Finalis tersebut datang ke Polda Metro Jaya didampingi kuasa hukumnya, Mellissa Angraeni pada Senin (7/8/2023).
Buntut dari kasus tersebut, membuat yayasan Miss Universe Indonesia ditinggalkan CEO, Eldwen Wang yang memutuskan untuk undur diri dari jabatannya.
Tak hanya itu, fotografer kondang Rio Motret pun undur diri dari jabatannya sebagai Visual Director Miss Universe Indonesia yang kini sedang berhadapan dengan urusan hukum.
Finalis Miss Universe Indonesia 2023 mempermasalahkan proses body checking dalam kontestasi tersebut. Di antara hal yang menjadi sorotan adalah tempat pelaksanaan body checking yang tidak privat karena dilakukan di sebuah ballroom hotel hanya menggunakan penutup banner serta gantungan baju.
"Ballroom hotel, bisa kebayang kan gede, ada CCTV hanya dibuat sekat dari banner dan gantungan baju.
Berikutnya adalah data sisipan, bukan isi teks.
Issue #30, opened 2017-10-27
Implement include options


sebastienros:
https://help.shopify.com/themes/liquid/tags/theme-tags#include

hishamco:
We need to add `With` Am I right?

hishamco:
Let me check the link if I can do it ..

sebastienros:
`with`, `for` and the inline variables too

sebastienros:
It can be done in multiple steps

hishamco:
I didn't see the `for` in the link that you provide

hishamco:
May I start to support `With` for inline variable assignment

sebastienros:
the easiest should be the inline variables, but do what you prefer

sebastienros:
I say it's easier because it doesn't require to change the tag and support the `with` keyword. But you have created tags by the past, so you know how it works.

hishamco:
According what I saw the `With` basically equivalent to `assign` during including the template

hishamco:
Yep, now I see the inline variables
```
{% include 'snippet', my_variable: 'apples', my_other_variable: 'oranges' %}
```
I will start on it soon

sebastienros:
Does the current context need to be cloned and get these new variables? Or is it a brand new one?

sebastienros:
> When you include a snippet, the code inside it will have access to the variables within its parent template.

So the solution is to create a new context, and give the current one as the `parent` context. I think I implemented it this way when I created the contexts. If I remember correctly.

hishamco:
Let me check in my way ..

sebastienros:
Ah, `EnterScope` and `LeaveScope`.

hishamco:
@sebastienros could you please review the PRs related to this

hishamco:
@sebastienros this need to be closed

PR #32, opened 2017-10-28
Support inline variable assignment in Include tag

hishamco:
This is a part of issue #30

### DIFF
--- a/Fluid/Ast/IncludeStatement.cs
+++ b/Fluid/Ast/IncludeStatement.cs
@@ -22,12 +22,15 @@ namespace Fluid.Ast
         public const string FluidTemplateFactoryKey = "FluidTemplateFactory";
         public const string ViewExtension = ".liquid";
 
-        public IncludeStatement(Expression path)
+        public IncludeStatement(Expression path, IList<AssignStatement> assignStatements)
         {
             Path = path;
+            AssignStatements = assignStatements;
         }
 
         public Expression Path { get; }
+
+        public IList<AssignStatement> AssignStatements { get; }
 
         public override async Task<Completion> WriteToAsync(TextWriter writer, TextEncoder encoder, TemplateContext context)
         {
@@ -43,6 +46,14 @@ namespace Fluid.Ast
             if (!fileInfo.Exists)
             {
                 throw new FileNotFoundException(relativePath);
+            }
+
+            if (AssignStatements != null)
+            {
+                foreach (var assignStatement in AssignStatements)
+                {
+                    await assignStatement.WriteToAsync(writer, encoder, context);
+                }
             }
 
             using (var stream = fileInfo.CreateReadStream())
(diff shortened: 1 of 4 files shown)


hishamco:
@sebastienros  is passing the assignment statements into the include is a good idea, or there is way to add them to the context, something similar to `TemplateContext.GlobalScope`

Fluid/DefaultFluidParser.cs
```diff
@@ -893,7 +901,28 @@ public static FilterArgument BuildFilterArgument(ParseTreeNode node)
...
+        {
+            var identifier = tag.ChildNodes[0].Token.ValueString;
+            var value = BuildTermExpression(tag.ChildNodes[1]);
+
+            return new AssignStatement(identifier, value);
+        }
+
         #endregion
+
+        private static void Traverse(ParseTreeNode tag, ref IList<AssignStatement> statements)
```
sebastienros: Why `ref`?

sebastienros: What is recursive in include assignments?

hishamco: > Why ref?

The `ref` needed to keep track the `AssignStatement`s during the traversing, I could make as global field instead and remove from here .. I think this a better choice
> What is recursive in include assignments?

The recursive needed to visit all the node in the assignment tree

Fluid/Ast/IncludeStatement.cs
```diff
@@ -45,6 +48,14 @@ public IncludeStatement(Expression path)
                 throw new FileNotFoundException(relativePath);
             }
 
+            if (AssignStatements != null)
+            {
+                foreach (var assignStatement in AssignStatements)
```
sebastienros: I don't think these values should be visible after the include statement is executed. Probably necessary to call `context.EnterScope` and `content.LeaveScope` after.

Fluid/Ast/IncludeStatement.cs
```diff
@@ -50,10 +50,14 @@ public IncludeStatement(Expression path, IList<AssignStatement> assignStatements
 
             if (AssignStatements != null)
             {
+                context.EnterChildScope();
```
sebastienros: You need to grab the result and pass it to `assignStatement.WriteToAsync`

hishamco: I didn't get your point, what I understand is to make the assignments executed within the scope, similar to https://github.com/sebastienros/fluid/blob/dev/Fluid/Ast/IncludeStatement.cs#L51-L65

Correct me if I'm wrong

sebastienros: I was wrong ;)

sebastienros: I just didn't remember what I had done :blush:

hishamco: 😄

hishamco:
LGTM, when need to rebase to merge both of the PRs

thanks @sebastienros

Jadi mereka yang dari dalam bisa melihat dari luar," kata Mellissa Anggraeni.
Selain itu, Melissa pun mengatakan semula para finalis diberi tahu untuk melakukan fitting busana. Namun, tanpa pemberitahuan lebih lanjut tiba-tiba para finalis diharuskan melakukan body checking.
"Sebenarnya agendanya fitting, tapi ada agenda yang mereka buat. Fitting-nya memang iya, tapi di luar itu ada tiba-tiba tanpa diagendakan," ucapnya.
Melissa mengatakan korban dalam kondisi tertekan ketika melakukan body checking dengan kondisi bugil dan disaksikan lawan jenis. Belum lagi adanya CCTV di ballroom hotel yang menangkap adegan bugil itu.
"Kita bisa bayangkan bagaimana teman-teman kontestan tertekan dalam situasi seperti itu. Sejauh ini kita buktinya sudah sempat lihat tapi tersebarnya sejauh mana, biar pihak kepolisian yang menilai karena di dalam ballroom kan ada CCTV," ujarnya.
Salah satu finalis Miss Universe Indonesia 2023 berinisial R menceritakan kronologi pelecehan yang dilakukan salah satu kru even organizer (EO) di helatan itu. R mengaku diminta untuk fitting pakaian oleh pihak EO, tapi tiba-tiba ada agenda body checking tapa sepengetahuan R dan tidak ada dalam rundown acara.
"Awalnya saya disuruh untuk mencoba sebuah gaun. Tapi, tiba-tiba saya malah disuruh (setengah) bugil. Saya kaget dong, karena nggak ada agenda body checking," kata R.
Ia terpaksa berpose di depan kamera dan mengungkap menjadi korban pelecehan seksual setelah salah satu kru menyentuh bagian pribadi tubuhnya. Ia mengaku kecewa dan malu karena direndahkan.
Kejadian pelecehan tersebut berlangsung pada 1 Agustus 2023 dan sudah dilaporkan ke Polda Metro jaya. Selain R, korban lainnya berinisial N pun sudah masuk ke pihak berwajib.